Background
Ellen Gates Starr was born on March 18, 1859 in Laona, Illinois to Caleb Allen Starr and Susan Gates Child.
Ellen Gates Starr was born on March 18, 1859 in Laona, Illinois to Caleb Allen Starr and Susan Gates Child.
From 1877 to 1878, Starr attended the Rockford Female Seminary, where she first met Jane Addams.
Forced to leave school due to financial concerns, Starr taught for ten years in Chicago. Starr joined Addams on a tour of Europe in 1888. While in London, the pair were inspired by the success of the English Settlement movement and became determined to establish a similar social settlement in Chicago.
When they returned to Chicago in 1889, they co-founded Hull House as a kindergarten and then a day nursery, an infancy care centre, and a center for continuing education for adults.

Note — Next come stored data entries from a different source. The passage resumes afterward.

PR #1711, opened 2019-11-19
Fix elasticsearch/elasticsearch conflicting versions

deguif:


deguif:
@ruflin @thePanz I changed to avoid using `conflict` but rather use version constraints.

deguif:
Any change to get this merged now in order to fix tests.
I would do another PR once a solution is found.

thePanz:
@deguif merged! Thanks!

Issue #1710, opened 2019-11-19
Tests broken since release of elastic/elasticsearch-php 7.4.0


deguif:
I investigated the issue and it seems some classes are now auto-generated, and their name was changed.

For example, `Elasticsearch\Endpoints\Ingest\Pipeline\Delete` was renamed to `Elasticsearch\Endpoints\Ingest\DeletePipeline`

deguif:
@ruflin @thePanz a quick solution would be to update composer.json to avoid installing this version.

But I'm not sure what will be the best way to support 7.4 version and all 7.x versions.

In 1891, Starr created the Butler Art Gallery as the first addition to the Hull mansion. She travelled to England to study with the famed bookbinder, T. J. Cobden-Sanderson and on her return she established a bookbindery class at the settlement house in 1898 and established an arts and crafts business school.
She also sought to bring the Arts and Crafts movement to Chicago. In 1894, she founded the Chicago Public School Art Society with the help of the Chicago Woman’s Club.
The goal of the organization was to promote public school and an appreciation of beauty as a sign of good citizenship.
Starr was the president of the society until 1897 when she went on to found the Chicago Society of Arts and Crafts. Starr was also active in the campaign to reform child labor laws and industrial working conditions in Chicago. However, by belief she was firmly anti-industrialisation, idealizing the guild system of the Middle Ages and later the Arts and Crafts Movement.
She was arrested at a restaurant strike.
She practiced her preachings about community labour to the extent of traveling to Britain to learn bookbinding. Faderman argues that Starr was Addams" "first serious attachment".
The friendship between the two lasted many years, and the two became domestic partners. Addams wrote to Starr, "Let"s love each other through thick and thin and work out a salvation".
The director of the Hull-House Museum at the University of Illinois at Chicago, Lisa Lee, has argued that the relationship was a lesbian one.
Brown agrees that the two can be regarded as lesbians if they are seen as "women loving women", although we do not necessarily have any evidence for genital sexual contact. The intensity of the relationship dwindled when Addams met Mary Rozet Smith, and the two women subsequently set up home together. Even after that, her work in campaigns against child labour met with much opposition from inside the Church.
In 1929, she had an operation to remove a spinal abscess where complications caused her to be paralyzed from the waist down.
Starr died at the convent on February 10, 1940 in Suffern, New New York
She was a member of the Women"s Trade Union League and helped organize striking garment workers in 1896, 1910, and 1915.